Hingegen sind die mikroskopischen Merkmale eindeutig. Meine Messungen der typischen, ungleichseitigen Hypoxylon-Sporen ergaben ziemlich einheitlich 6-6,5 x 3 µm. Die sehr schlanken und schwach amyloiden Asci wiesen Gesamtlängen von 88-100 x 5 µm auf, wovon der sporentragende Teil 38-46 µm ausmachte.
Eine Verwechslungsmöglichkeit besteht besonders mit der nahezu gleich aussehenden Art Hypoxylon subticinense, welche sich nur mikroskopisch unterscheiden lässt. Ihre Sporen sind nahezu gleichseitig geformt und mit 8-11,5 x 4-5,5 µm größer als bei H. ticinense.
In den Pilzbüchern sucht man so ziemlich vergeblich nach H. ticinense. Die einzigen Unterlagen fand ich im 4 kg schweren, „größten Pilzatlas der Welt“ von Ladislav Hagara, Ausgabe 2014, in slowakischer Sprache, auf Seite 127.
Obwohl in der Österr. Datenbank von Hypoxylon ticinense derzeit nur Funde aus Wien, Niederösterreich, der Steiermark und aus dem Burgenland aufscheinen, ist mein seltener Fund dieser wärmeliebenden Kohlenbeeren-Art garantiert kein Erstfund in Vorarlberg.

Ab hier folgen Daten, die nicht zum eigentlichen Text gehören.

PR #484, opened 2021-06-29
feat: add preconditions and retry configuration to blob.create_resumable_upload_session

cojenco:
This adds preconditions and retry configuration to the upload entry method `blob.create_resumable_upload_session()`, in the continuation of #447 and #480.

This exposes the method to preconditions and therefore can make the operation conditional. It can also be configured with Retry objects and ConditionalRetryPolicy objects.

### DIFF
--- a/google/cloud/storage/blob.py
+++ b/google/cloud/storage/blob.py
@@ -2783,6 +2783,11 @@ class Blob(_PropertyMixin):
         client=None,
         timeout=_DEFAULT_TIMEOUT,
         checksum=None,
+        if_generation_match=None,
+        if_generation_not_match=None,
+        if_metageneration_match=None,
+        if_metageneration_not_match=None,
+        retry=DEFAULT_RETRY_IF_GENERATION_SPECIFIED,
     ):
         """Create a resumable upload session.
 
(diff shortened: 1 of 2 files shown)


tests/unit/test_blob.py
```diff
@@ -3321,6 +3345,26 @@ def test_create_resumable_upload_session_with_custom_timeout(self):
...
+
+    def test_create_resumable_upload_session_with_conditional_retry_success(self):
+        self._create_resumable_upload_session_helper(
+            retry=DEFAULT_RETRY_IF_GENERATION_SPECIFIED, if_generation_match=123456
+        )
+
+    def test_create_resumable_upload_session_with_conditional_retry_failure(self):
+        self._create_resumable_upload_session_helper(
+            retry=DEFAULT_RETRY_IF_GENERATION_SPECIFIED
+        )
```
tritone, line 3366: How does this test verify that retries don't happen?

google/cloud/storage/blob.py
```diff
@@ -2858,6 +2863,41 @@ def create_resumable_upload_session(
...
+            A google.cloud.storage.retry.ConditionalRetryPolicy value wraps a
+            Retry object and activates it only if certain conditions are met.
+            This class exists to provide safe defaults for RPC calls that are
+            not technically safe to retry normally (due to potential data
+            duplication or other side-effects) but become safe to retry if a
+            condition such as if_generation_match is set.
+            See the retry.py source code and docstrings in this package
+            (google.cloud.storage.retry) for information on retry types and how
+            to configure them.
+            Media operations (downloads and uploads) do not support non-default
```
tritone, line 2896: This is a bit confusingly worded, but I guess it is boilerplate for other media ops?

tritone (commented):
Generally looks good. Did you test against the emulator that things are working?

tests/unit/test_blob.py
cojenco: @tritone, I've tested the retry behaviors against the emulator that things are working as intended. The unit test asserts if the mock call was made with the corresponding url and query params.

tritone: Sounds good!

tritone (approved):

Denn schon während der Exkursion des Pilzkundlichen Vereins Vorarlberg am 18. März 2017 in Gaißau (Rheinholz) fand Heidi Ulrich an Weißdorn (Crataegus) einige Stromata von Hypoxylon ticinense. Leider wurden damals Heidis Pilze trotz ihrer Einwände unrichtig als junge Exemplare des Polsterförmigen Feuerschwamms (Fomitiporia punctata) bezeichnet. Da sich Heidi weiterhin mit dieser Fehlbestimmung nicht zufrieden gab, ließ sie ihren Fund aus Vorarlberg vom bekannten Schweizer Mykologen Stefan Blaser nachbestimmen. Dieser erkannte ihn schon beim ersten Blick als Hypoxylon ticinense. Seither ist mir bekannt, dass dieser bisher nur aus dem Osten Österreichs bekannte Pilz auch in Vorarlberg gefunden werden kann und ich wünschte mir sehr, eines Tages seine Fruchtlager auch selber zu finden und dokumentieren zu können.
Außerdem halte ich den Begriff „Erstfund“ für ein ganzes Land ohnehin für verfehlt. Nur deswegen, weil in der Datenbank noch keine Fundmeldung zu einer speziellen Art für ein bestimmtes Gebiet aufscheint, kann doch niemand wissen, ob die betreffende Pilzart dort tatsächlich „noch nie“ gefunden wurde. Wie auch in diesem Beitrag berichtet, können Funde beispielsweise falsch bestimmt oder einfach nur für die Datenbank noch nicht gemeldet worden sein. Deshalb würde ich anstatt der oft überbewerteten Formulierung „Erstfund“ korrekterweise die Bezeichnung „Erstkartierung“ verwenden. Damit sollte so mancher Wunsch nach einer pilzkundlichen „Sensation“ ebenfalls befriedigt werden und die ehrliche Freude an einem seltenen Fund keineswegs geschmälert sein.